Réussir son KYC sans adresse fixe

Le KYC n'est pas une enquête. C'est une liste de cases qu'un analyste conformité doit cocher en moins de dix minutes, et chaque « non » sur cette liste lui coûte une seconde revue. Votre travail consiste à lui remettre un dossier où chaque case est déjà cochée. Ce guide est ce que nous envoyons avant une première ouverture à distance.

Ce dont l'analyste a réellement besoin

Toute ouverture de compte, partout, se ramène à quatre questions :

  1. Qui êtes-vous ? Une pièce d'identité officielle avec photo, non expirée, dont le nom correspond lettre pour lettre à tout ce que vous fournissez.
  2. Où vivez-vous ? Un document qui relie votre nom à une adresse physique, émis par un tiers, récent (moins de trois mois en général).
  3. D'où vient l'argent ? Une histoire plausible, appuyée par un ou deux documents, pour l'origine des fonds que vous allez déposer.
  4. Êtes-vous un risque ? Listes de sanctions, personnes politiquement exposées, presse défavorable. Vous ne contrôlez pas ce point, donc rendez les trois autres irréprochables.

Le problème de l'adresse, résolu par ordre de solidité

Si vous n'avez ni bail ni facture d'énergie à votre nom, descendez cette liste. Arrêtez-vous au premier document que vous pouvez produire.
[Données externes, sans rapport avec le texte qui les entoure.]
PR #1024, opened 2024-02-22
List out issue names for each issue type in Datalab Issue Type Guide

elisno:
## Summary

Introduce a new `tip` admonition template to be utilized for each section within the guide. The template's appearance within the documentation resembles the following:

image

## High-level technical changes
Within conf.py, extract and organize the names of all registered issue managers into individual `<ISSUE_NAME>_context` variables for Jinja templating purposes. Currently, each context solely retains the `issue name`:

For example:

- `label_context` contains `{"issue_name": "label"}` within its context.
- `outlier_context` contains `{"issue_name": "outlier"}` within its context.
- and so forth.

The intention is to enrich these contexts with additional valuable information (such as the required_args in `Datalab.find_issues()`). While this enhancement may seem minimal at present, it lays the groundwork for future work, including the potential execution of automated tests that cater to default issue types.

## Reviewer notes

  • Un relevé bancaire ou de carte d'une institution que vous détenez déjà, montrant votre nom et une adresse. La plupart des équipes acceptent un relevé d'une autre institution régulée, même une néobanque. C'est l'option la plus forte, car elle répond aussi à la question 3.
  • Un certificat de résidence fiscale ou un avis d'imposition du pays où vous avez déclaré pour la dernière fois. Vieux jeu, lourd, et les analystes adorent.
  • Un titre de séjour ou un certificat d'enregistrement (l'Anmeldung en Allemagne, l'empadronamiento en Espagne, la carte de résident en Géorgie ou aux Émirats). Tout ce qu'un État a émis avec une adresse dessus.
  • Un courrier administratif : sécurité sociale, retraite, convocation, amende. L'analyste se moque que la nouvelle soit bonne.
  • Une facture d'abonnement mobile à votre nom. Le prépayé ne compte pas.
  • Une attestation de résidence notariée ou une lettre du propriétaire avec copie de sa pièce d'identité et du bail. Dernier recours, uniquement pour les institutions qui déclarent l'accepter.

Un abonnement de coworking, une facture d'hôtel, un reçu Airbnb ou une adresse de réexpédition de courrier ne passent jamais. Ne gaspillez pas un cycle de revue pour le vérifier.

Préparer le dossier

  • Scannez à plat, en couleur, tous les bords visibles, sans doigts. Une photo prise sur une table avec la lampe éteinte est rejetée par le contrôle automatique avant qu'un humain ne la voie.
  • Utilisez partout le nom exact de votre passeport. Un deuxième prénom présent sur la pièce mais absent du relevé est la première cause de rejet pour « documents non concordants ».
  • Si votre justificatif d'adresse est dans une langue que l'institution ne lit pas, joignez une traduction simple en seconde page. Ne modifiez pas l'original.
  • Gardez tout dans un dossier, nommé par usage : id-passeport.pdf, adresse-releve.pdf, fonds-bulletins.pdf. Vous aurez besoin des quatre mêmes fichiers pour les cinq comptes suivants.

L'appel vidéo

Beaucoup d'ouvertures à distance se terminent par un court appel. Ce n'est pas un entretien, c'est un contrôle de présence plus deux ou trois questions pour vérifier que votre histoire correspond au dossier. Soyez dans une pièce calme, seul, la pièce d'identité physique en main. Répondez à la question sur l'origine des fonds en une phrase, puis taisez-vous.

En cas de refus

Un refus sans motif est presque toujours le contrôle automatique des documents, pas une décision humaine. Renvoyez un meilleur scan avant de faire appel. Si un humain a refusé, demandez quel élément a échoué ; la plupart des institutions le disent, et c'est presque toujours le justificatif d'adresse. Corrigez ce seul élément et redéposez après trente jours.